New Reddit (aka, Really Obnoxious Interface Reddit) uses that as well. Since Old Reddit is the only useable version of Reddit (IMHO), it's really annoying to see people make such extensive use of it as it gets butchered for Old Reddit users.


> 3. When people think about algorithms, they write code or pseudo-code.

Or draw boxes and arrows on a whiteboard or pieces of paper. But I agree, they usually don't write APL or anything like it.


It may be a tool but you know? Jewelry hammers are also tools but too specific to be used by many. Guess the same happens with APL.


I do not agree. I have never used an APL interpreter or compiler, but nonetheless I use it as a pseudo-code, so instead of no one, there is at least one user.

Whenever people claim that APL is write-only they give some convoluted example with a bunch of obscure APL operators that are seldom used, so even for APL users it might be difficult to remember what they do.

For the majority of the problems that a programmer might need to solve every day, only a small fraction of APL might be needed, which is simple to understand, learn and remember.

As an unfamiliar notation, you might need to learn 5 or 6 extra operators at most and for the rest you need just use the same that you use in any programming language only with additional rules that allow more freedom than in the popular programming languages.

The main difference between APL and conventional languages is that you no longer have to write "for" loops, you just write the same expressions that you would write for scalar variables.

I cannot see how one would claim that omitting all the redundant boilerplate code needed by "for" loops or "map" functions decreases the readability of a program.

If you do not want to learn 20 new operators, there is no need for that, the base APL language does not need them.
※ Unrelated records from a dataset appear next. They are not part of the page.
PR #9306, opened 2021-06-22
Fix#8742 - 'Branch search selects wrong branch when a later branch that starts with its name exists'

### LINKED ISSUE #8742: Branch search selects wrong branch when a later branch that starts with its name exists
## Current behaviour

When I create two branches where one's name is a prefix of the other's and try to select the shorter branch name the other branch gets selected.

## Expected behaviour

The correct branch gets selected.

## Steps to reproduce

1. Create a branch named "testing-with-this-quite-a-long-branch-name" from some commit.
2. Create a branch named "testing-with-this-quite-a-long-branch-name2" from a later commit.
3. In the branch search box (above the treeview) type or paste "testing-with-this-quite-a-long-branch-name".
4. Press down to select "testing-with-this-quite-a-long-branch-name" in the dropdown (not "testing-with-this-quite-a-long-branch-name2") and press Enter.
5. Observe that the "testing-with-this-quite-a-long-branch-name2" branch is selected instead.

## Screenshots

image

Don't know.

## Environment

- Git Extensions 3.4.3.9999
- Git 2.29.2.windows.2
- .NET Framework 4.7.3701.0
- DPI 120dpi (125% scaling)

AmTrJ:
Fixes #8742

## Proposed changes

- List of nodes that are filtered based on the search text, is reordered such that, the first element is the best match to search text.
- Order of Priority:
  - Full Match to search text
  - Match of text after the '/' for a branched node.
  - Partial Match

### After
image

## Test methodology 

- manual

## Test environment(s) 

- GIT 33.33.33
- Windows 10
- .net 4.8

----


gerhardol:
general recommendation: Use another branch than master in your repo, rebase before submitting a PR.
Also use a descriptive name for the PR and the commit.

This is only when pressing the search glass?
I have never used that myself, only the dropdown (that should be improved).
Before a partial match just jumped from node to node, now it cycles though all matches, which is an improvement.
A full match is now selected first I believe, but a multipath match like mp/branch may match tmp/branch before a/mp/branch.
I guess that is OK.

The dropdown when typing would benefit more from similar changes. That would also make it easier to find what is going on, I am not sure from playing around.

GitUI/BranchTreePanel/RepoObjectsTree.cs
```diff
@@ -474,13 +475,41 @@ List<TreeNode> SearchTree(string text, IEnumerable<TreeNode> nodes)
...
+                            }
+
                             AddTreeNodeToSearchResult(ret, n);
                         }
                     }
                     else
                     {
                         if (n.Text.IndexOf(text, StringComparison.InvariantCultureIgnoreCase) != -1)
                         {
+                            if (!isFullMatch)
```
gerhardol, line 499: This is duplication of code.
Please use a local function (or maybe a variable for branch/n.Text)

GitUI/BranchTreePanel/RepoObjectsTree.cs
```diff
@@ -474,13 +475,41 @@ List<TreeNode> SearchTree(string text, IEnumerable<TreeNode> nodes)
...
+                            {
+                                if (string.Compare(text, n.Text, StringComparison.InvariantCultureIgnoreCase) == 0)
+                                {
+                                    isFullMatch = true;
+                                    matchIndex = ret.Count;
+                                }
+                                else if (matchIndex == -1 && n.Text.Contains('/') &&
+                                    string.Compare(text, n.Text.Split('/').Last(), StringComparison.InvariantCultureIgnoreCase) == 0)
+                                {
+                                    matchIndex = ret.Count;
```
gerhardol, line 509: Add a comment with something like:
// First partial match and no full match, add to first in queue
// Further partial matches will not be sorted

GitUI/BranchTreePanel/RepoObjectsTree.cs
```diff
@@ -491,10 +520,28 @@ List<TreeNode> SearchTree(string text, IEnumerable<TreeNode> nodes)
...
             }
         }
 
+        private void rotateListToSetFirstAsMatchIndex(List<TreeNode> ret, int matchIndex)
+        {
+            int rotationIndex = 0;
+
+            while (rotationIndex < matchIndex)
+            {
+                TreeNode firstElement = ret.FirstOrDefault();
```
gerhardol, line 538: Why rotate?
This changes the order in the list, this should insert the matchIndex first to keep the order

AmTrJ: rotation was done to maintain the tree order, in list. On click of search button multiple times, the selected node moves down  the tree, to further matches available in the list. So if I move only the match Index to first, there will be random jumping in the tree.

AmTrJ:
Thank you for your inputs and review comments. 

This is only when pressing the search glass?- Also on pressing enter from dropdown list.

Can you provide me inputs on how I can resolve the review comments? Should I create a separate PR?

gerhardol:
> 
> 
> Thank you for your inputs and review comments.
> 
> This is only when pressing the search glass?- Also on pressing enter from dropdown list.
> 
> Can you provide me inputs on how I can resolve the review comments? Should I create a separate PR?

The review comments on this PR should be resolved with fixup! commits

GitUI/BranchTreePanel/RepoObjectsTree.cs
gerhardol: At least add comments in the code to describe this

GitUI/BranchTreePanel/RepoObjectsTree.cs
AmTrJ: Moved it to a local function

GitUI/BranchTreePanel/RepoObjectsTree.cs
AmTrJ: Sure. I have added detailed comments.

GitUI/BranchTreePanel/RepoObjectsTree.cs
```diff
@@ -529,6 +504,49 @@ List<TreeNode> SearchTree(string text, IEnumerable<TreeNode> nodes)
...
+        /// <summary>
+        /// A function to see if the node text or full path of a node (for branch node) is matching with search text
+        /// </summary>
+        /// <param name="nodeText">nodeText/full path</param>
+        /// <param name="searchText">text entered in search box</param>
+        /// <param name="isFullMatch">is full match found</param>
+        /// <param name="matchIndex">index of the closest match found</param>
+        /// <param name="ret">List of matching nodes</param>
+        /// <returns>true if match found</returns>
+        private bool searchForMatchingText(string nodeText, string searchText, ref bool isFullMatch, ref int matchIndex, List<TreeNode> ret)
```
gerhardol, line 516: Use a local method, no need to expose to other methods in this module.
Then it would not be required to use ref  - but I suggest keeping that as it improves readability (that is the bad part of local functions, they have access to all method variables). Local methods should be static if reasonable.

Similar for rotate

AmTrJ: I haven't used local methods before. It's an interesting feature.
To improve readability, I will retain all the method parameters including ref as before. 
There is no reason for both of these local methods to be static. Changes made to variables inside the function are required in the containing function also. 
Is my understanding correct?

gerhardol: If the local method is static, it means it cannot change the main method variables, so that is a good documentation.
Visual Studio will suggest this if the function has no side effects.

Local methods is something I have missed since working with Pascal a long time ago. Not much else I miss from Pascal though.

AmTrJ: Thank you for your inputs. I have moved the functions to local methods.

GitUI/BranchTreePanel/RepoObjectsTree.cs
```diff
@@ -491,6 +492,58 @@ List<TreeNode> SearchTree(string text, IEnumerable<TreeNode> nodes)
...
+                    while (rotationIndex < matchIndex)
+                    {
+                        TreeNode firstElement = ret.FirstOrDefault();
+                        ret.RemoveAt(0);
+                        ret.Add(firstElement);
+                        rotationIndex++;
+                    }
+                }
+
                 return ret;
```
gerhardol, line 547: Move before the local methods.
(This convention need to be documented - a few situations where a local method fits better in the flow though.)

GitUI/BranchTreePanel/RepoObjectsTree.cs
```diff
@@ -491,6 +492,58 @@ List<TreeNode> SearchTree(string text, IEnumerable<TreeNode> nodes)
...
+                        }
+
+                        return true;
+                    }
+
+                    return false;
+                }
+
+                // Rotate the list to set the match with high priority as first item
+                void rotateListToSetFirstAsMatchIndex(List<TreeNode> ret, int matchIndex)
```
gerhardol, line 534:
```suggestion
                static void rotateListToSetFirstAsMatchIndex(List<TreeNode> ret, int matchIndex)
```

GitUI/BranchTreePanel/RepoObjectsTree.cs
```diff
@@ -491,6 +492,58 @@ List<TreeNode> SearchTree(string text, IEnumerable<TreeNode> nodes)
...
+                // if matches with high priority are found bring those to the first of the list by rotating the list
+                // Rotation is done to maintain the tree order, so that on click of search button multiple times,
+                // the selected node passes down the tree to other matches.
+                if (matchIndex > 0)
+                {
+                    rotateListToSetFirstAsMatchIndex(ret, matchIndex);
+                }
+
+                // A function to see if the node text or full path of a node (for branch node) is matching with search text
+                bool searchForMatchingText(string nodeText, string searchText, ref bool isFullMatch, ref int matchIndex, List<TreeNode> ret)
```
gerhardol, line 504:
```suggestion
                static bool searchForMatchingText(string nodeText, string searchText, ref bool isFullMatch, ref int matchIndex, List<TreeNode> ret)
```

GitUI/BranchTreePanel/RepoObjectsTree.cs
```diff
@@ -465,21 +465,22 @@ List<TreeNode> SearchTree(string text, IEnumerable<TreeNode> nodes)
...
+                bool isFullMatch = false;
+                int matchIndex = -1;
                 while (queue.Count != 0)
                 {
                     var n = queue.Dequeue();
 
                     if (n.Tag is BaseBranchNode branch)
                     {
-                        if (branch.FullPath.IndexOf(text, StringComparison.InvariantCultureIgnoreCase) != -1)
+                        if (searchForMatchingText(branch.FullPath, text, ref isFullMatch, ref matchIndex, ret))
```
gerhardol, line 476: Still duplicated code
```suggestion
                    string nodeText = n.Tag is BaseBranchNode branch ? branch.FullPath : n.Text;
                    if (searchForMatchingText(nodeText, text, ref isFullMatch, ref matchIndex, ret))
                    {
                        AddTreeNodeToSearchResult(ret, n);
                    }
```

GitUI/BranchTreePanel/RepoObjectsTree.cs
```diff
@@ -491,6 +492,58 @@ List<TreeNode> SearchTree(string text, IEnumerable<TreeNode> nodes)
...
+                if (matchIndex > 0)
+                {
+                    rotateListToSetFirstAsMatchIndex(ret, matchIndex);
+                }
+
+                // A function to see if the node text or full path of a node (for branch node) is matching with search text
+                bool searchForMatchingText(string nodeText, string searchText, ref bool isFullMatch, ref int matchIndex, List<TreeNode> ret)
+                {
+                    if (nodeText.IndexOf(searchText, StringComparison.InvariantCultureIgnoreCase) != -1)
+                    {
```
gerhardol, line 507: Invert 
```suggestion
                    if (nodeText.IndexOf(searchText, StringComparison.InvariantCultureIgnoreCase) < 0)
                    {
                       return false;
```

gerhardol (commented):
I am OK after this I believe
I suggest you rebase and squash your changes on master and someone else should take a look too
The ordering of results in the interactive search should be fixed

GitUI/BranchTreePanel/RepoObjectsTree.cs
```diff
@@ -491,6 +492,58 @@ List<TreeNode> SearchTree(string text, IEnumerable<TreeNode> nodes)
...
+                        // If full match is already found no need to search for furthur matches as full match has highest priority
```
mstv, line 508:
```suggestion
                        // If full match is already found no need to search for further matches as full match has highest priority
```

GitUI/BranchTreePanel/RepoObjectsTree.cs
```diff
@@ -491,6 +492,58 @@ List<TreeNode> SearchTree(string text, IEnumerable<TreeNode> nodes)
...
+                {
+                    int rotationIndex = 0;
+
+                    while (rotationIndex < matchIndex)
+                    {
+                        TreeNode firstElement = ret.FirstOrDefault();
+                        ret.RemoveAt(0);
+                        ret.Add(firstElement);
+                        rotationIndex++;
+                    }
```
mstv, line 544: This *is* a classical `for` loop - no need for ``while`.
```suggestion
                    for(int rotationIndex = 0; rotationIndex < matchIndex; ++rotationIndex)
                    {
                        TreeNode firstElement = ret.FirstOrDefault();
                        ret.RemoveAt(0);
                        ret.Add(firstElement);
                    }
```

mstv (commented):
Two nitpicks in addition to @gerhardol's comments. Have not run it yet.

GitUI/BranchTreePanel/RepoObjectsTree.cs
AmTrJ: Yes, I had some other logic for rotation in beginning, which required while loop. Missed to change it to for loop.
Thank you.
How do I proceed with these commit suggestions? Do I commit it from here or should I make change in my local and push to fork? (This is my first PR so trying to understand the flow)

gerhardol: The normal is to make fixup commits until approved.
In this case it is OK to squash and rebase on master

AmTrJ: I had made a merge from remote/branch (5ce4cbc) after my first commit. Is it okay to squash this also?

mstv: > I had made a merge from remote/branch ([5ce4cbc](https://github.com/gitextensions/gitextensions/commit/5ce4cbc6e37a2eb755a47de79135e6bf0ccabd8f)) after my first commit. Is it okay to squash this also?

Yes, please. We use to rebase in order to avoid all merges except PR to master - (and even those if supported by GH).

mstv:
> Also use a descriptive name for the PR and the commit.

Top right, there is an `Edit` button for changing the PR title.

GitUI/BranchTreePanel/RepoObjectsTree.cs
AmTrJ: I just edited my comment above on how to do the rebase in this scenario. Can you please give your inputs on the same.

gerhardol: There are many ways to rebase. Some info in the wiki https://github.com/gitextensions/gitextensions/wiki/How-To%3A-Squash-and-Rebase-your-changes

gerhardol:
There is one problem with this change: The search button on cycles over some matches only.
The correction is probably more important than this behavior change.

AmTrJ:
> There is one problem with this change: The search button on cycles over some matches only.
- Is it skipping the base nodes like 'Remotes','Branches' etc? I observed there is something wrong in highlighting of the same (selection is not appearing). This was after merging from remote.

mstv:
> I observed there is something wrong in highlighting of the same (selection is not appearing). This was after merging from remote.

This was changed on purpose - but did not respect the search use case.
`treeMain.HideSelection` must be turned off as long as the search box is focused.

AmTrJ:
> `treeMain.HideSelection` must be turned off as long as the search box is focused.
In that case, will it work on click of search button?

mstv:
I think yes because of `_txtBranchCriterion.Focus();`.

GitUI/BranchTreePanel/RepoObjectsTree.cs
RussKie: 1. Incorrect casing, all members except for fields must be in PascalCase.
2. Methods' names that return `bool` must start with `Is`, `Has`, `Does`, etc. verb.
```suggestion
                static bool HasMatchingText(string nodeText, string searchText, ref bool isFullMatch, ref int matchIndex, List<TreeNode> ret)
```

GitUI/BranchTreePanel/RepoObjectsTree.cs
```diff
@@ -491,6 +492,58 @@ List<TreeNode> SearchTree(string text, IEnumerable<TreeNode> nodes)
...
+                }
```
RussKie, line 545: This creates an unnecessary churn. I don't think this is a good idea.

GitUI/BranchTreePanel/RepoObjectsTree.cs
```diff
@@ -491,6 +492,58 @@ List<TreeNode> SearchTree(string text, IEnumerable<TreeNode> nodes)
...
+                            {
+                                matchIndex = ret.Count;
+                            }
+                        }
+
+                        return true;
+                    }
+
+                    return false;
+                }
```
RussKie, line 531: 1. `ret` parameter is only needed to provide a return for `matchIndex = ret.Count`. This makes it superficial, and redundant. Please restructure the code to not require this parameter at all.
2. Suggest update the signature to return `(bool IsMatch, bool IsFullMatch)`

GitUI/BranchTreePanel/RepoObjectsTree.cs
AmTrJ: I thought swapping match to the first position. but this will cause jumping across tree on repeated click of search. Please provide your suggestions for the same.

There are only very few operators that are strictly needed, e.g. reduction, inner product, outer product, rank, index.

If you like verbose identifiers you could use names for them, the symbols are not the essence of APL, only its rules for writing expressions.

The 3 simplest rules are:

1. a function of 1 argument applied to an array is the array of the values obtained by applying the function to the array elements.
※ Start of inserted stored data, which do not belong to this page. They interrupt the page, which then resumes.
PR #9308, opened 2021-06-25
Stash: Keyboard navigation

### LINKED ISSUE #8108: Current stash list UI control disallow quickily navigate between the changes of all stashes
## Current behavior

The current "Manage stashes" UI is using combo-box to select which stash to show its changes. However, after user clicked or press ENTER on a selected stash, the focus on the combo-box control (with label "Show:") is lost. This makes the user cannot use the arrow key in the keyboard to quickly switch to another stash (they must use mouse with at least two clicks and one movement, to jump to the next stash).

Consequence: This is inconvenience if I want to inspect all stashes to see if they are still useful, so as to clean-up some useless ones.

P.S. this is so far the worst UI flow, which pushes me to find other Git GUI client to help.

## Expected behavior

After the user selected a stash in the combo-box of "Show:", in the "Manage stashes" view, the focus should be kept. And allow user to use up-arrow/down-arrow to directly switch to previous/next stash to show the changes immediately, with one keystroke only.

## Steps to reproduce

Choose Main Menu > Commands > "Manage stashes" that jump to the UI view which inspects stashes and their changes. Click the combo-box labeled by "Show:", and click one item. Then, try using up-arrow or down-array key to navigate to previous/next stash --> it is impossible, must use mouse with multi-clicks and movement (inconvenience).

## Screenshots

(focus of the "Show:" combo-box is lost after selected an item by mouse-clicking or keyboard ENTER of the combo-box list)

image

No.

## Environment

- Git Extensions 3.3.1.7897
- Git 2.26.2.windows.1
- .NET Framework 4.8.4180.0
- DPI 96dpi (no scaling)

gerhardol:
Fixes #8108

## Proposed changes

- HotKeys for next/previous stash and refresh
Ctrl-P navigates to next older stash item, similar to how navigation in RevGrid.

- Mnemonics for the form. 
As `Stashes` control gets a specific hotkey, it is possible to navigate in the stashes list with Alt-H arrow /PageUp/etc too
"&Apply stash" but "S&tash all changes" as I expect Ctrl-Alt-Up to be used for stash in current worktree.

2. a function of 2 arguments applied to a scalar and to an array is the array of the values obtained by applying the function to the scalar and to each array element.
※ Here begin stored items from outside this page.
PR #9286, opened 2021-06-13
Fixup partial graph rendering

mstv:
Fixes #9108

## Proposed changes

- Fixup `RevisionGraph.GetCachedCount`: return full `cachedCount` only if loading has really finished
- Fixup condition in `DrawItem` of `RevisionGraphColumnProvider`
- Fixup theoretical race condition with `RevisionGridControl._isReadingRevisions`

## Screenshots 

see issue

## Test methodology 

- manual

## Test environment(s) 

- Git Extensions 33.33.33
- Build 7287ca7ff5688e23ef3b0a0d242a80e744996e89
- Git 2.31.1.windows.1
- Microsoft Windows NT 10.0.19042.0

3. a function of 2 arguments applied to 2 arrays of identical ranks and dimensions is the array of the values obtained by applying the function to each pair of corresponding array elements.

I do not see anything obscure and unintuitive in such simple rules. (It should be obvious that these are particular cases of a general rule that in a function of N scalar arguments, you should be able to replace 1 or more of the scalars with arrays of the same rank and dimensions and then the function result shall also be an array of the same rank and dimensions.)

On the contrary I find it hard to understand why these rules are not valid in any programming language and you are forced in most of them to write loops for such trivial operations.

There is only one real barrier for using the APL notation, but in my opinion those who surpass it are rewarded.

The order of evaluation for APL expressions is different from the order learned in school, which is then extended in various way in the programming languages.

In APL there are no precedence levels. The right operand of an operator is everything that is to the right, until the end of the expression.

So the operators are evaluated from the right to the left (i.e. in reverse order compared to the traditional order for e.g. addition), unless you use parentheses. This order is frequently more readable than the traditional, because usually when browsing a program you do not need to read the expressions until their end. The important parts are at the left end and it is normally enough to read only those. With the traditional order you might need to scan the line much farther to the right to be sure that you did not miss something important.

This obstacle of the different evaluation order discourages many of those who could benefit by using APL as a pseudo-code, but once you understand that this modified order can really simplify most expressions and you become adept at reading it as easily as the traditional order, you can use APL as a pseudo-code with good results.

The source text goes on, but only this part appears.